RECORDED DATA ▸
PR #1715, opened 2022-09-26
Add "window-columns" option

kosorin:
This PR add option to remove a pad character for each item in `window-format`.

example

### DIFF
--- a/doc/rofi.1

WORK INSTRUCTION ▸
When a line contains the string "option", copy it from the records.

EXERCISE SOLUTION ▸
Add "window-columns" option
This PR add option to remove a pad character for each item in `window-format`.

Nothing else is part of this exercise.